Data section START

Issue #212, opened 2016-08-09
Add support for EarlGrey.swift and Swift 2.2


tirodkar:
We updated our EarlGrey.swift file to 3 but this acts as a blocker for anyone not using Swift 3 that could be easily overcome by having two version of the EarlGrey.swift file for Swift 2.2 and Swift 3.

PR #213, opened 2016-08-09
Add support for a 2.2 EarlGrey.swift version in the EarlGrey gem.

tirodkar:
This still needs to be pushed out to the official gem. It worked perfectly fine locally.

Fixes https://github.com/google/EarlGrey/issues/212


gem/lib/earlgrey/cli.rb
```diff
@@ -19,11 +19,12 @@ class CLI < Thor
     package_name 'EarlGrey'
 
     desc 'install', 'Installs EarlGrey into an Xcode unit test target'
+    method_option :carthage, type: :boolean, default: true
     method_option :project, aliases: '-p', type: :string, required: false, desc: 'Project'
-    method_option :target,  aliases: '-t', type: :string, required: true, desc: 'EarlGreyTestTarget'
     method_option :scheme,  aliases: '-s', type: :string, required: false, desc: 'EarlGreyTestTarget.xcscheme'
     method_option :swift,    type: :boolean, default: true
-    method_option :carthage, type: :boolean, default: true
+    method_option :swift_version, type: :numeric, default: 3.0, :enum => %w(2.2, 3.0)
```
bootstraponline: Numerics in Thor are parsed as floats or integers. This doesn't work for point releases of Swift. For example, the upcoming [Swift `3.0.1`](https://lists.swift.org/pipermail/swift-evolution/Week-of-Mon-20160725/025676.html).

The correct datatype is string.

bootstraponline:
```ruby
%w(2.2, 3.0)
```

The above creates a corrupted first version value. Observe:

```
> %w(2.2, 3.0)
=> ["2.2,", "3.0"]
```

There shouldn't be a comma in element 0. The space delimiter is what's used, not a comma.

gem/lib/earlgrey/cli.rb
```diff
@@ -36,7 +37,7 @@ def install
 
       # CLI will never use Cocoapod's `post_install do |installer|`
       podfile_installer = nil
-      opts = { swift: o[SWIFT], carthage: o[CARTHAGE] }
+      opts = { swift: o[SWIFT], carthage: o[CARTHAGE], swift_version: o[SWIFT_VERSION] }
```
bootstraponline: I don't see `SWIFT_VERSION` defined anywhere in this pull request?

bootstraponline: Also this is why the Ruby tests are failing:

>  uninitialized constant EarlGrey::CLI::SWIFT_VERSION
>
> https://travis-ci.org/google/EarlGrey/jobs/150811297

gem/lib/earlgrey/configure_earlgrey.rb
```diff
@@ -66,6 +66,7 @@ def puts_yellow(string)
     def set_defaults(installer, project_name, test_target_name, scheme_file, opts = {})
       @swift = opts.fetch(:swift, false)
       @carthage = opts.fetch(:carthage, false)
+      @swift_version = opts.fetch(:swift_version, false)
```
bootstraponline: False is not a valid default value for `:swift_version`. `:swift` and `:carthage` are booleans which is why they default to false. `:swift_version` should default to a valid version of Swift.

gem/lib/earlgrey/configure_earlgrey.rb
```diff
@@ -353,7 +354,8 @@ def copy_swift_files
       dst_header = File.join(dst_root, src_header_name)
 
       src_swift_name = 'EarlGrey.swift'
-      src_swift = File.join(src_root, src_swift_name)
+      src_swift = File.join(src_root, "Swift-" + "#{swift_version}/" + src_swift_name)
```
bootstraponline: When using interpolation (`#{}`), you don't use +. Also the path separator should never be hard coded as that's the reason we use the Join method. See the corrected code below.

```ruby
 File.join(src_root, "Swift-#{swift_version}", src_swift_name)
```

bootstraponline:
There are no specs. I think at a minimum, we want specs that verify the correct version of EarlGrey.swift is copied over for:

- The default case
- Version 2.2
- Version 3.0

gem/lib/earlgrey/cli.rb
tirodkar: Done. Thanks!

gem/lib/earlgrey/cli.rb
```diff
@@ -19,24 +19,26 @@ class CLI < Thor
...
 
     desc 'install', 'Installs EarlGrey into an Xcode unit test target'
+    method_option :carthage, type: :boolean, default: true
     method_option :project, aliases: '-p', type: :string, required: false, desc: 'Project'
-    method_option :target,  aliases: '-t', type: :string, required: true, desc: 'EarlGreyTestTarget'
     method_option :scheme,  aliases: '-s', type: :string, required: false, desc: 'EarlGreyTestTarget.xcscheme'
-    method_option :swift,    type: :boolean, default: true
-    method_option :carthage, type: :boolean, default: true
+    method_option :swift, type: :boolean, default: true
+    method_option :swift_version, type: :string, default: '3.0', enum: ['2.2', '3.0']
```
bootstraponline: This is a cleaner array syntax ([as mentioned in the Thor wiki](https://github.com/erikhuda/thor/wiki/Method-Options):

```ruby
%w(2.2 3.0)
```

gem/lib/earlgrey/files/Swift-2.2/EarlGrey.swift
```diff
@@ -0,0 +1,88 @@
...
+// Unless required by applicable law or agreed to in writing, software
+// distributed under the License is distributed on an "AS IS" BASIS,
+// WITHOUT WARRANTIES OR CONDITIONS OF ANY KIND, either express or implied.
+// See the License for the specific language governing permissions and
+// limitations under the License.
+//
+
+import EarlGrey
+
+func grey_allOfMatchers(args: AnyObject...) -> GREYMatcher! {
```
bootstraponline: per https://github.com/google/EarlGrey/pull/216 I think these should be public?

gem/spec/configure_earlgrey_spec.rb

Data section END

**What is being asked:**
Report every line above that has the string "never" in it.

**Written reply:**
       # CLI will never use Cocoapod's `post_install do |installer|`
bootstraponline: When using interpolation (`#{}`), you don't use +. Also the path separator should never be hard coded as that's the reason we use the Join method. See the corrected code below.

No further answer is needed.